We performed a systematic review of randomized controlled trials comparing regimens with or without IFNalpha adjuvant therapy in melanoma patients. We assessed the effect of IFNalpha therapy on overall survival (OS), disease-free survival (DFS), melanoma recurrences, and toxicity. The quality of each trial was systematically evaluated.

RESULTS

Nine randomized controlled trials (RCTs) of IFNalpha therapy in melanoma patients were identified. Eight were published and one was unpublished. Eight trials comprising 3,178 patients fulfilled our inclusion criteria and were analyzed. Quality assessment scores ranged from 22 to 71, with a mean score of 55.4 (95% confidence interval, 53.8 to 57.0). For OS, only one trial reported a statistically significant benefit for IFNalpha, but our analysis did not confirm it.

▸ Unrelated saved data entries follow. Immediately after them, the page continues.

PR #2108, opened 2015-03-15
don't hide the gear icon if subreddit style is disabled

erikdesjardins:


andytuba:
Could you add a `modules['styleTweaks'].isSubredditStyleEnabled()` method and call that instead of examining the checkbox? That checkbox really shouldn't be a public property.. yay legacy cruft.

andytuba:
thanks!

PR #2117, opened 2015-03-16
. command line for rpc-executing RES module methods

andytuba:
For example,

    . troubleshooter.notification
    . troubleshooter.notification()

both invoke `modules['troubleshooter'].notification('rpc')` in the RES extension context

    . troubleshooter.notificiation(1, 2, 3)

invokes modules['troubleshooter'].notification(1, 2, 3, 'rpc') in the RES extension context

--

This is very useful for debugging and troubleshooting -- but is it safe for distribution?


andytuba:
@agentlame reports that Mozilla approved toolbox's console module.. maybe if we this were only activated by a hidden option, then it would be safe-ish.

PR #2120, opened 2015-03-17
Macro default values, settings console fix

andytuba:
Move boilerplate macros into macro default values so that users can customize them better and not have to put up with defaults they don't want.

Not bothering to add migration to add default macros because anyone who cares can probably do it themselves or ask for help.

Removed look of disapproval. It's stale. 

---

I fixed settings console showing "undefined" in table options when a value is missing (like when a new field is added)

---

P.S. I left the LOD modal in in case somebody wants to add an autodetect in for "user has pasted a hundred [R..E..S]()".

### DIFF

Two trials reported statistically significant benefit in DFS for the patients treated with IFNalpha, but our analysis confirmed it in only one trial. There was a wide clinical heterogeneity between included trials, making meta-analysis inappropriate.

CONCLUSION

In our review, results from included RCTs demonstrated no clear benefit of IFNalpha therapy on OS in melanoma patients. A large RCT is required to answer whether a full regimen of IFNalpha therapy is effective and to identify the subgroups of patients who might benefit from IFNalpha treatment.

摘要

目的

尚无标准的全身辅助治疗被证明可提高黑色素瘤患者的总生存率。干扰素α(IFNα)作为单一药物或联合用药的效果已在临床试验中得到广泛探索。本研究的目的是评估IFNα治疗在恶性黑色素瘤中的益处。

方法

我们对比较黑色素瘤患者接受或不接受IFNα辅助治疗方案的随机对照试验进行了系统评价。我们评估了IFNα治疗对总生存率(OS)、无病生存率(DFS)、黑色素瘤复发和毒性的影响。对每个试验的质量进行了系统评估。

结果

确定了9项关于黑色素瘤患者IFNα治疗的随机对照试验(RCT)。8项已发表,1项未发表。8项试验共纳入3178例患者,符合我们的纳入标准并进行了分析。质量评估分数范围为22至71,平均分数为55.4(95%置信区间,53.8至57.0)。对于OS,只有一项试验报告IFNα有统计学显著益处,但我们的分析未证实这一点。两项试验报告接受IFNα治疗的患者在DFS方面有统计学显著益处,但我们的分析仅在一项试验中证实了这一点。纳入试验之间存在广泛的临床异质性,因此不适合进行荟萃分析。

结论

在我们的综述中,纳入的RCT结果表明,IFNα治疗对黑色素瘤患者的OS没有明显益处。需要进行一项大型RCT来回答IFNα全疗程治疗是否有效,并确定可能从IFNα治疗中获益的患者亚组。